The Hearing Trumpet is perhaps Carrington’s most well-known literary work, and it connects nicely to There but for the,  partly since Smith calls it ‘One of the most original, joyful, satisfying, and quietly visionary novels of the twentieth century in its foreword, which she wrote 😉  The story is about Marian Leatherby, a 92-year-old woman who’s son and wife send her to a pseudo-Christian women’s elderly home ran by a sir called Dr. Gambit and Mrs. Gambit. She first receives this news after she’s been gifted a hearing trumpet (hence the title) which allows her to eavesdrop on her family’s conversations- including plans to institutionalize her. Arriving at this home, however, things get… strange. The women at this elderly home all have their own, ambiguous pasts, and Marian gets caught up in a web of mysteries- especially surrounding that of a painting of a winking nun that hangs on the wall- ‘the Abbess of the Convent of Saint Barbara of Tartarus’.

This Abbess gets her own – non-linear and fantastical- narrative in the novel, forming a story within a story- and after this, Carrington’s appetite for the surreal really comes to the foreground. I don’t want to spoil too much, but the story includes a murder??, a hunger strike, freedom for the women, Marian being eaten by her double, and to top it off, an environmental apocalypse.

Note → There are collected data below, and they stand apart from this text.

PR #2495, opened 2020-01-30
Mass BlockEntity fixup [1.14]

i509VCB:
Note this PR might not be ready yet but is mostly complete, of course leave comments if something seems odd or out of place.

This includes:
Implementation of new BlockEntities
Replaces dataManipulator methods with new system similar to one in use with entities right now
Handles renames of some keys such as REPRESENTED_PLAYER -> GAME_PROFILE

ComparatorType -> ComparatorMode
PlayerHead -> Skull (since it's generic now).

no flard


src/main/java/org/spongepowered/common/util/Constants.java
```diff
@@ -707,7 +707,7 @@ public static int blockPosToInt(final BlockPos pos) {
         public static final Supplier<DyeColor> DEFAULT_SHEEP_COLOR = DyeColors.WHITE;
         public static final Supplier<DyeColor> DEFAULT_SHULKER_COLOR = DyeColors.PURPLE;
         public static final Supplier<EntityType<Pig>> DEFAULT_SPAWNER_ENTITY = EntityTypes.PIG;
-        public static final Supplier<ComparatorType> DEFAULT_COMPARATOR_TYPE = ComparatorTypes.COMPARE;
+        public static final Supplier<ComparatorMode> DEFAULT_COMPARATOR_TYPE = ComparatorModes.COMPARE;
```
Zidane: DEFAULT_COMPARATOR_MODE

gabizou (approved):

PR #2504, opened 2020-02-14
Fix EntityHit distance calculation

Yeregorix:
This PR fixes an issue when working with `World#getIntersectingEntities`:
Currently, `EntityHit#getDistance` returns the distance between the entity and the intersection of the ray with the entity's chunk, instead of the distance between the entity and the start of the ray.


dualspiral:
I was confused as to why you were also getting rid of `chunkStart` and had to spend a bit of time going through the impl, but I've got it!

To make it clearer, what's going on here is that the ray that is passed to the `ChunkMixin#bridge$getIntersectingEntities` method is no longer clamped at the chunk boundaries. This allowed for a change to the distance parameter that is passed in, as the implementation is now checking to see how far from the start of the full ray the intersection is, not how far from the chunk boundary.

I think this looks okay, but I'd like a second opinion @gabizou, in case there is something funky that this was doing that I didn't catch in my review by clamping the ray to chunk boundaries, or if you'd like the original impl to stay and just pass the extra information down instead. I don't think there is anything wrong with this though.

gabizou (approved):
Looks good. Tested locally, makes sense. The original implementation of this was down the git history where I didn't even really write it, but I've authored it by commit due to it being moved around a fair bit with mixins changing between renaming and project splitting.

PR #2506, opened 2020-02-15
Replace craft preview transaction list with a single entry.

### LINKED ISSUE #2505: Issue with the `CraftItemEvent.Preview`
**I am currently running**

- SpongeForge version: spongeforge-1.12.2-2838-7.1.10-RC3994
- SpongeVanilla version: 
- Java version: 1.8.0_231
- Operating System: windows 10

- Plugins/Mods: only a test plugin with a listener
```java
    @Listener
    public void onCraft(CraftItemEvent.Preview event) {
        event.getTransactions().forEach(slotTransaction -> slotTransaction.setCustom(slotTransaction.getFinal()));
    }
```

**Issue Description**
When drag in crafting slots then release the left button, the output slot will show the craft as if there is only the first crafting slot is set.
images:
N4M`9Y%XGNZZ49AW{683PST
S})A$Q10UA6`IHL9_WOPTUJ
QTMSWXWFUBSS9KB8VL{~S)J

The event is fired form DragInventoryStopState
https://github.com/SpongePowered/SpongeCommon/blob/72a1d111b0aeceacf74f7595c26454f7e16a2737/src/main/java/org/spongepowered/common/event/tracking/phase/packet/drag/DragInventoryStopState.java#L61-L76

I add a breakpoint and find that the captured `previewTransactions` is more one.
In the first image, it is like:
1. air -> iron_nugget*9
2. iron_nugget*9 -> air
3. air -> air
4. air -> air

But we choose the first transaction as craft result.

JBYoshi:
Basically everything that uses the crafting transaction list relies on it having only a single entry. However, when the player drags in the crafting table, `slotChangedCraftingGrid` is called multiple times, putting multiple entries into the list. This PR merges these calls into a single transaction to prevent issues like this.

Fixes #2505.

### DIFF
--- a/src/main/java/org/spongepowered/common/config/category/LoggingCategory.java
+++ b/src/main/java/org/spongepowered/common/config/category/LoggingCategory.java
@@ -69,8 +69,9 @@ public class LoggingCategory extends ConfigCategory {
     private boolean logEntityCollisionChecks = false;
     @Setting(value = "entity-speed-removal", comment = "Whether to log entity removals due to speed")
     private boolean logEntitySpeedRemoval = false;
-    @Setting(value = "transaction-merge-fail", comment = "Log when two conflicting changes are merged into one. (This number specifies the maximum "
-            + "number of messages to log. Set to 0 to show all messages.)")
+    @Setting(value = "transaction-merge-fail",
+            comment = "Log when two conflicting changes are merged into one. (This number specifies the maximum number of"
+                    + "\nmessages to log. Set to 0 to show all messages.)")
     private int logTransactionMergeFailure = 25;
     @Setting(value = "world-auto-save", comment = ""
             + "Log when a world auto-saves its chunk data.\n"
--- a/src/main/java/org/spongepowered/common/config/category/LoggingCategory.java
+++ b/src/main/java/org/spongepowered/common/config/category/LoggingCategory.java
@@ -69,8 +69,9 @@ public class LoggingCategory extends ConfigCategory {
     private boolean logEntityCollisionChecks = false;
     @Setting(value = "entity-speed-removal", comment = "Whether to log entity removals due to speed")
     private boolean logEntitySpeedRemoval = false;
-    @Setting(value = "transaction-merge-fail", comment = "Log when two conflicting changes are merged into one")
-    private boolean logTransactionMergeFailure = true;
+    @Setting(value = "transaction-merge-fail", comment = "Log when two conflicting changes are merged into one. (This number specifies the maximum "
+            + "number of messages to log. Set to 0 to show all messages.)")
+    private int logTransactionMergeFailure = 25;
     @Setting(value = "world-auto-save", comment = ""
             + "Log when a world auto-saves its chunk data.\n"
             + "Note: This may be spammy depending on the auto-save-interval configured for world.")
@@ -188,7 +189,7 @@ public class LoggingCategory extends ConfigCategory {
         this.logEntitySpeedRemoval = flag;
     }
 
-    public boolean logTransactionMergeFailure() {
+    public int logTransactionMergeFailure() {
         return this.logTransactionMergeFailure;
     }
 
--- a/src/main/java/org/spongepowered/common/config/category/LoggingCategory.java
+++ b/src/main/java/org/spongepowered/common/config/category/LoggingCategory.java
@@ -69,6 +69,8 @@ public class LoggingCategory extends ConfigCategory {
     private boolean logEntityCollisionChecks = false;
     @Setting(value = "entity-speed-removal", comment = "Whether to log entity removals due to speed")
     private boolean logEntitySpeedRemoval = false;
+    @Setting(value = "transaction-merge-fail", comment = "Log when two conflicting changes are merged into one")
+    private boolean logTransactionMergeFailure = true;
     @Setting(value = "world-auto-save", comment = ""
             + "Log when a world auto-saves its chunk data.\n"
             + "Note: This may be spammy depending on the auto-save-interval configured for world.")
@@ -184,6 +186,10 @@ public class LoggingCategory extends ConfigCategory {
 
     public void setLogEntitySpeedRemoval(boolean flag) {
         this.logEntitySpeedRemoval = flag;
+    }
+
+    public boolean logTransactionMergeFailure() {
+        return this.logTransactionMergeFailure;
     }
 
     public boolean logWorldAutomaticSaving() {
--- a/src/main/java/org/spongepowered/common/event/tracking/phase/packet/drag/DragInventoryStopState.java
+++ b/src/main/java/org/spongepowered/common/event/tracking/phase/packet/drag/DragInventoryStopState.java
@@ -65,7 +65,7 @@ public abstract class DragInventoryStopState extends NamedInventoryState {
 
         Inventory craftInv = ((Inventory) player.openContainer).query(QueryOperationTypes.INVENTORY_TYPE.of(CraftingInventory.class));
         if (craftInv instanceof CraftingInventory) {
-            SlotTransaction previewTransaction = ((ContainerBridge) player.openContainer).bridge$getPreviewTransaction();
+            final SlotTransaction previewTransaction = ((ContainerBridge) player.openContainer).bridge$getPreviewTransaction();
             if (previewTransaction != null) {
                 CraftingRecipe recipe = SpongeCraftingRecipeRegistry
                         .getInstance().findMatchingRecipe(((CraftingInventory) craftInv).getCraftingGrid(), ((World) player.world)).orElse(null);
--- a/src/main/java/org/spongepowered/common/event/tracking/phase/packet/drag/DragInventoryStopState.java
+++ b/src/main/java/org/spongepowered/common/event/tracking/phase/packet/drag/DragInventoryStopState.java
@@ -24,6 +24,7 @@
  */
 package org.spongepowered.common.event.tracking.phase.packet.drag;
 
+import com.google.common.collect.ImmutableList;
 import net.minecraft.entity.player.EntityPlayerMP;
 import net.minecraft.network.Packet;
 import org.spongepowered.api.item.inventory.Inventory;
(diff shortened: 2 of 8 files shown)


src/main/java/org/spongepowered/common/event/tracking/phase/packet/drag/DragInventoryStopState.java
```diff
@@ -64,13 +65,13 @@ public static void unwindCraftPreview(InventoryPacketContext context) {
 
         Inventory craftInv = ((Inventory) player.openContainer).query(QueryOperationTypes.INVENTORY_TYPE.of(CraftingInventory.class));
         if (craftInv instanceof CraftingInventory) {
-            List<SlotTransaction> previewTransactions = ((ContainerBridge) player.openContainer).bridge$getPreviewTransactions();
-            if (!previewTransactions.isEmpty()) {
+            SlotTransaction previewTransaction = ((ContainerBridge) player.openContainer).bridge$getPreviewTransaction();
```
gabizou: (nitpick) `final` this value please.

src/main/java/org/spongepowered/common/event/tracking/phase/packet/inventory/PlaceRecipePacketState.java
```diff
@@ -79,15 +80,14 @@ public void unwind(final InventoryPacketContext context) {
             return;
         }
 
-        final List<SlotTransaction> previewTransactions = ((ContainerBridge) player.openContainer).bridge$getPreviewTransactions();
-        if (previewTransactions.isEmpty()) {
+        SlotTransaction previewTransaction = ((ContainerBridge) player.openContainer).bridge$getPreviewTransaction();
```
gabizou: (nitpick) `final` this variable please

src/main/java/org/spongepowered/common/mixin/core/inventory/ContainerMixin.java
```diff
@@ -431,26 +424,35 @@ private void beforeSlotChangedCraftingGrid(final InventoryCraftResult output, fi
...
         final SlotAdapter slot = this.impl$getAdapters().get(index);
-        this.impl$capturedCraftPreviewTransactions.add(new SlotTransaction(slot, orig, repl));
+        if (this.impl$capturedCraftPreviewTransaction == null) {
+            this.impl$capturedCraftPreviewTransaction = new SlotTransaction(slot, orig, repl);
+        } else if (this.impl$capturedCraftPreviewTransaction.getSlot().equals(slot)
+                && this.impl$capturedCraftPreviewTransaction.getFinal().equals(orig)) {
+            this.impl$capturedCraftPreviewTransaction = new SlotTransaction(slot, this.impl$capturedCraftPreviewTransaction.getOriginal(), repl);
+        } else {
+            SlotTransaction replace = new SlotTransaction(slot, orig, repl);
+            SpongeImpl.getLogger().warn("Could not merge craft preview transactions - some events may break (original {}, replace {})",
```
gabizou: Could this be configurable?

src/main/java/org/spongepowered/common/mixin/core/inventory/SlotCraftingMixin.java
```diff
@@ -174,23 +175,21 @@ private void afterTake(final EntityPlayer thePlayer, final ItemStack stack, fina
         ((ContainerBridge) container).bridge$setFirePreview(true);
         this.impl$craftedStack = null;
 
-        final List<SlotTransaction> previewTransactions = ((ContainerBridge) container).bridge$getPreviewTransactions();
+        SlotTransaction previewTransaction = ((ContainerBridge) container).bridge$getPreviewTransaction();
```
gabizou: (nitpick) `final` this variable please

gabizou (approved):
Nitpicks aside, looks good to me

JBYoshi:
@gabizou Updated.

src/main/java/org/spongepowered/common/config/category/LoggingCategory.java
```diff
@@ -179,6 +181,10 @@ public void setLogEntitySpeedRemoval(boolean flag) {
         this.logEntitySpeedRemoval = flag;
     }
 
+    public boolean logTransactionMergeFailure() {
```
dualspiral: I know @gabizou said "could this be configurable?" and attached it to the log line, but I'm not sure this is what he meant - I think we should _always_ be reporting a failure to the log.

Was the meaning that this entire behaviour on failure should be configurable - as in, original vs replacement?

gabizou: Well this and whether silencing after X number of failed/merged transactions happens.

JBYoshi: I can understand the configuration to "silence after X messages", but why would the behavior of the failure need to be configurable? I can't imagine a server owner changing that.

src/main/java/org/spongepowered/common/config/category/LoggingCategory.java
```diff
@@ -64,6 +64,9 @@
     private boolean logEntityCollisionChecks = false;
     @Setting(value = "entity-speed-removal", comment = "Whether to log entity removals due to speed")
     private boolean logEntitySpeedRemoval = false;
+    @Setting(value = "transaction-merge-fail", comment = "Log when two conflicting changes are merged into one. (This number specifies the maximum "
+            + "number of messages to log. Set to 0 to show all messages.)")
```
gabizou: Should this comment be multi-lined to roughly 100 characters?

src/main/java/org/spongepowered/common/mixin/core/inventory/ContainerMixin.java
```diff
@@ -431,26 +425,43 @@ private void beforeSlotChangedCraftingGrid(final InventoryCraftResult output, fi
         final ItemStackSnapshot repl = ItemStackUtil.snapshotOf(output.getStackInSlot(index));
 
         final SlotAdapter slot = this.impl$getAdapters().get(index);
-        this.impl$capturedCraftPreviewTransactions.add(new SlotTransaction(slot, orig, repl));
+        if (this.impl$capturedCraftPreviewTransaction == null) {
+            this.impl$capturedCraftPreviewTransaction = new SlotTransaction(slot, orig, repl);
+        } else if (this.impl$capturedCraftPreviewTransaction.getSlot().equals(slot)
+                && this.impl$capturedCraftPreviewTransaction.getFinal().equals(orig)) {
```
gabizou, line 435: Are you doing the correct equality check here? Or are you aiming to just allow instance equality checking the `ItemStackSnapshot`?

src/main/java/org/spongepowered/common/mixin/core/inventory/ContainerMixin.java
```diff
@@ -431,26 +425,43 @@ private void beforeSlotChangedCraftingGrid(final InventoryCraftResult output, fi
         final ItemStackSnapshot repl = ItemStackUtil.snapshotOf(output.getStackInSlot(index));
 
         final SlotAdapter slot = this.impl$getAdapters().get(index);
-        this.impl$capturedCraftPreviewTransactions.add(new SlotTransaction(slot, orig, repl));
+        if (this.impl$capturedCraftPreviewTransaction == null) {
+            this.impl$capturedCraftPreviewTransaction = new SlotTransaction(slot, orig, repl);
+        } else if (this.impl$capturedCraftPreviewTransaction.getSlot().equals(slot)
```
gabizou, line 434: Off the top of my head, do `SlotAdapter`s implement `equals`?

src/main/java/org/spongepowered/common/mixin/core/inventory/ContainerMixin.java
```diff
@@ -431,26 +425,43 @@ private void beforeSlotChangedCraftingGrid(final InventoryCraftResult output, fi
...
+                && this.impl$capturedCraftPreviewTransaction.getFinal().equals(orig)) {
+            this.impl$capturedCraftPreviewTransaction = new SlotTransaction(slot, this.impl$capturedCraftPreviewTransaction.getOriginal(), repl);
+        } else {
+            SlotTransaction replace = new SlotTransaction(slot, orig, repl);
```
gabizou:
```suggestion
            final SlotTransaction replace = new SlotTransaction(slot, orig, repl);
```

src/main/java/org/spongepowered/common/mixin/core/inventory/ContainerMixin.java
```diff
@@ -431,26 +425,43 @@ private void beforeSlotChangedCraftingGrid(final InventoryCraftResult output, fi
...
+            ContainerMixin.impl$numTransactionErrorsLogged++;
+            int maxLogs = SpongeImpl.getGlobalConfigAdapter().getConfig().getLogging().logTransactionMergeFailure();
```
gabizou:
```suggestion
            final int maxLogs = SpongeImpl.getGlobalConfigAdapter().getConfig().getLogging().logTransactionMergeFailure();
```

src/main/java/org/spongepowered/common/mixin/core/inventory/ContainerMixin.java
```diff
@@ -119,7 +120,8 @@
     //private boolean postPreCraftEvent = true; // used to prevent multiple craft events to fire when setting multiple slots simultaneously
     private List<SlotTransaction> impl$capturedSlotTransactions = new ArrayList<>();
     private List<SlotTransaction> impl$capturedCraftShiftTransactions = new ArrayList<>();
-    private List<SlotTransaction> impl$capturedCraftPreviewTransactions = new ArrayList<>();
+    @Nullable private SlotTransaction impl$capturedCraftPreviewTransaction;
+    private static int impl$numTransactionErrorsLogged = 0;
```
gabizou: Static fields should be in their own body imo. Make it well aware they are static.

gabizou (commented):
Some nitpicks

Zidane:
@JBYoshi Get this updated please.

src/main/java/org/spongepowered/common/mixin/core/inventory/ContainerMixin.java
JBYoshi: It has to be `equals()` - `orig` is created fresh each time the method is called.

src/main/java/org/spongepowered/common/mixin/core/inventory/ContainerMixin.java
JBYoshi: Not currently. It seems to be an easy implementation - it just requires checking the underlying inventory and the index - so I'll do that.

dualspiral:
@JBYoshi Is this good to go? Anything we need to be aware of if we merge it?

JBYoshi:
I think it should be good to merge, if there aren't any other objections.

dualspiral:
I'm sure someone will complain if it doesn't work.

Smith, in the foreword, comments on The Hearing Trumpet, questioning if Carrington chose an elderly female to criticize her image as a femme-enfant, a term connected with the Surrealist movement that connotes a child-woman, who, because of her innocence and youth, which was believed to help you get closer to your unconscious. In the novel, notably, patriarchal power structures are criticized and broken down completely in favour for freedom and absurdity. However, this celebration of the feminine does not rely on some sort of essentialism; rather, conventions of gender are transgressed and deemed as non-important as a whole.

In the end, though, what these books mainly have in common, is that they both essentially tackle questions about what people remember, and how people listen, communicate with, and treat each other. In Smith’s work, this is mainly done with wordplay, and in Carrington’s work, this is done by the symbol of the hearing trumpet, and all subsequent surrealist imagery. However, there might be another reason why both of these books resonated with me.Haven’t we all been essentially stuck in a bedroom/ retirement home over the last year? I think we are looking for an escape in our own ways, one of which is books. Why not start with these two? They are both one of the funniest, unique and strange novels I have read in the last few months; and you should read them too.